● What to do: Search the records for the string "LINKED" and report how many lines contain it, with nothing else.

Dataset records:

PR #1441, opened 2026-08-04
fix(go): include Anthropic prompt cache tokens in streaming cost

### LINKED ISSUE #1440: Go SDK: streamed Anthropic calls drop cache tokens from total_tokens and from cost

```go
}
```

```go
}
```

Then at line 215:

```go

```

Solaris-star:
## Summary

Anthropic streaming responses expose `cache_read_input_tokens` and `cache_creation_input_tokens` in the `message_start` usage block. The Go SDK was parsing the fields but dropping them from the final span usage and cost calculation.

That caused Anthropic prompt-cache usage to be under-reported and costs to be too low for streaming requests.

## Changes

- Preserve cache-read and cache-creation token counts through the streaming path.
- Include both cache token classes in `gen_ai.usage.total_tokens` and the existing cache detail attributes.
- Include cache pricing in streaming cost calculation.
- Extend custom and fetched pricing data with cache rates.
- Preserve the existing `CalculateCost` API for callers that do not provide cache counts.
- Add pricing and end-to-end streaming regression tests.

## Verification

- `go test ./...`
- `go vet ./...`
- `git diff --check`

Fixes #1440

## Summary by Sourcery

Include Anthropic prompt cache usage in Go SDK streaming telemetry and cost calculation.

Bug Fixes:
- Ensure Anthropic streaming spans include cache read and cache creation token counts in usage and cost attributes.

Enhancements:
- Extend pricing models, configuration, and helpers to support cache read and cache creation token pricing, including chat pricing sources.
- Unify usage attribute handling so total token counts and cache-related attributes are consistently recorded for both standard and streaming Anthropic responses.

Tests:
- Add unit tests for pricing helpers to cover cache-aware cost calculation and fetched chat cache rates.
- Add an Anthropic streaming regression test to validate prompt cache token usage and cost reporting.

### DIFF
--- a/sdk/go/config.go
+++ b/sdk/go/config.go
@@ -97,8 +97,10 @@ type Config struct {
 
 // ModelPricing represents pricing information for a model
 type ModelPricing struct {
-	InputCostPerToken  float64
-	OutputCostPerToken float64
+	InputCostPerToken         float64
+	OutputCostPerToken        float64
+	CacheReadCostPerToken     float64
+	CacheCreationCostPerToken float64
 }
 
 // setDefaults sets default values for the configuration
--- a/sdk/go/helpers/pricing.go
+++ b/sdk/go/helpers/pricing.go
@@ -12,27 +12,37 @@ import (
 
 // PricingInfo holds pricing information for a model
 type PricingInfo struct {
-	InputCostPerToken  float64 `json:"input_cost_per_token"`
-	OutputCostPerToken float64 `json:"output_cost_per_token"`
+	InputCostPerToken         float64 `json:"input_cost_per_token"`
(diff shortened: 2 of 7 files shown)


Solaris-star:
Addressed the Sourcery review points in 4705980:

- cost assertions now use an epsilon comparison;
- added an unknown-model cost test confirming the fallback is zero;
- extended the pricing fixture and assertions to cover legacy `data` cache rates as well as `chat` cache rates.

`go test ./...`, `go vet ./...`, and `git diff --check` pass.

Solaris-star:
Addressed the remaining Sourcery test note in `c748fcb`: the end-to-end streaming cost assertion now uses an epsilon tolerance. `go test ./...`, `go vet ./...`, and `git diff --check` pass.

Issue #1427, opened 2026-08-02
fix(ts-sdk): PII redaction leaves part of the secret in the output when patterns overlap


pacocartones:
**Component:** OpenLIT TS SDK (`sdk/typescript/src/guard/pii.ts`)

### What happens

When two PII/secret patterns produce overlapping matches on the same text, `REDACT` corrupts the output — and in the nesting case, leaves the tail of a secret value unredacted. The replacement loop sorts matches by descending `start` and slices each span out of the original text **without merging overlaps first** (`pii.ts:91-99`). Because every offset refers to the original string, replacing an inner span first shifts the `end` of the outer span, so the outer replacement stops early and the tail of the value survives.

### Steps to reproduce

Run `new PII({ action: "redact" })` from current `main` (`176e9608`) on these inputs (all executed literally here, outputs byte-for-byte):

| Input | Output on `main` | Problem |
|---|---|---|
| `password: a@b.co:hunter2SuperSecret` | `[REDACTED:env-secret]uperSecret` | **partial leak**: 10 chars of the value's tail survive |
| `secret: 1.2.3.4-prod-fallback-value` | `[REDACTED:env-secret]ck-value` | **partial leak**: 8 chars survive |
| `token=a@b.com,tail` | `[REDACTED:env-secret]ail],tail` | leak + corruption (4 chars + orphan `]`) |
| `my password: hunter2@corp.io then continue` | `my [REDACTED:env-secret]] then continue` | **format corruption only** — the email IS fully covered, just an orphan `]` |
| `Key: sk-ant-abcdefghij1234567890abcde` | `Key: [REDACTED:anthropic-api-key]de` | 2 chars of the key survive — this input comes from the repo's own test suite |

For contrast, disjoint spans work correctly (`Email: a@b.com and SSN: 123-45-6789` → both placeholders, no artifacts), and adjacent-but-not-overlapping secrets are fine too.

### Expected behavior

Overlapping matches are merged (or otherwise handled) before replacement, so a nested secret is fully covered by a single placeholder and no orphan brackets survive. Note that fixing this changes the output of 3 existing tests — I would update those expectations in the same PR.

### Scope note

This is redaction hardening / correctness work, not a remotely exploitable vulnerability: the redactor is opt-in (`setupAutoGuards(guards)`), and the surviving fragments are tails of values rather than recoverable secrets in most cases. The Python SDK's `pii.py` appears to use the same replacement pattern — mentioned for completeness, not verified here.

[...]

PR #1444, opened 2026-08-09
fix(python-sdk): merge overlapping PII spans before redacting

pacocartones:
**Issue number**: #1427

### Change description:

The Python SDK has the same overlapping-span redaction bug reported for the TypeScript SDK in #1427 (TS side addressed by #1429). The two SDKs are meant to stay in sync, so this is the Python parity fix.

When two patterns match overlapping spans of the same text, every span's offsets refer to the original string. Replacing them one at a time in descending-start order lets an earlier replacement resize the string out from under a later one — the later slice then stops short and **leaves the tail of the secret in the output**. Reproduced on current `main`:

```python
from openlit.guard.pii import PII
guard = PII(action="redact")
guard.evaluate("token=1.1.1.1secretos").transformed_text
# main:  '[REDACTED:env-secret]secretos'   <- tail of the secret left behind
# fixed: '[REDACTED:env-secret]'
```

The fix coalesces overlapping spans first (sort by start, merge when `next.start < current.end`), then applies the descending slice-replace over disjoint intervals only — the same approach as #1429 on the TS side, so both SDKs keep identical redaction semantics. Adds two regression tests mirroring the existing test style.

### Verification

Run against this branch (`sdk/python`, Python 3.12, Windows):

```
$ pytest tests/test_guard_pii.py -q          # with the fix
20 passed

$ pytest tests/test_guard_pii.py tests/test_guard_integration.py \
         tests/test_guard_pipeline.py tests/test_guard_prompt_injection.py -q
63 passed
```

Red/green check (fix reverted locally, regression tests kept): both new tests fail on `main`'s implementation with the literal symptom `[REDACTED:env-secret]secretos`; they pass with the fix.

### Checklist

* [x] Have you checked to ensure there aren't other open [Pull Requests](https://github.com/openlit/openlit/pulls) for the same update/change? (#1429 covers the TypeScript SDK only; this is the Python parity fix for the same issue)
* [x] Changes are documented

### Acknowledgment

## Summary by Sourcery

Merge overlapping PII matches before redaction to ensure complete and consistent secret removal.

Bug Fixes:
- Prevent overlapping PII matches from leaving portions of secrets unredacted.
- Preserve separate redactions for disjoint and adjacent PII spans.

Tests:
- Add regression coverage for overlapping, disjoint, and adjacent PII redaction spans.


pacocartones:
Good call — addressed in `75c6292`: `test_adjacent_spans_still_redact_separately` uses a Twilio key immediately followed by a fine-grained GitHub token (`SK" + "a"*32 + "github_pat_" + "b"*22`), and asserts both placeholders survive (`[REDACTED:twilio-api-key][REDACTED:github-fine-grained]`). Verified locally before pushing: touching spans (where `next.start == prev.end`) are not merged, exactly because the merge condition is strict `<`.

amanagarwal042 (approved):

amanagarwal042 (approved):

PR #1450, opened 2026-08-11
fix(python-sdk): relax langchain dependency constraint to >=0.3.15

### LINKED ISSUE #949: The latest openlit version is depending on an an old langchain version
According to the pyproject.toml it depends on langchain >0.3.15 and <0.4.0 however the latest langchain version is already at 1.1.3.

● Finished task: 2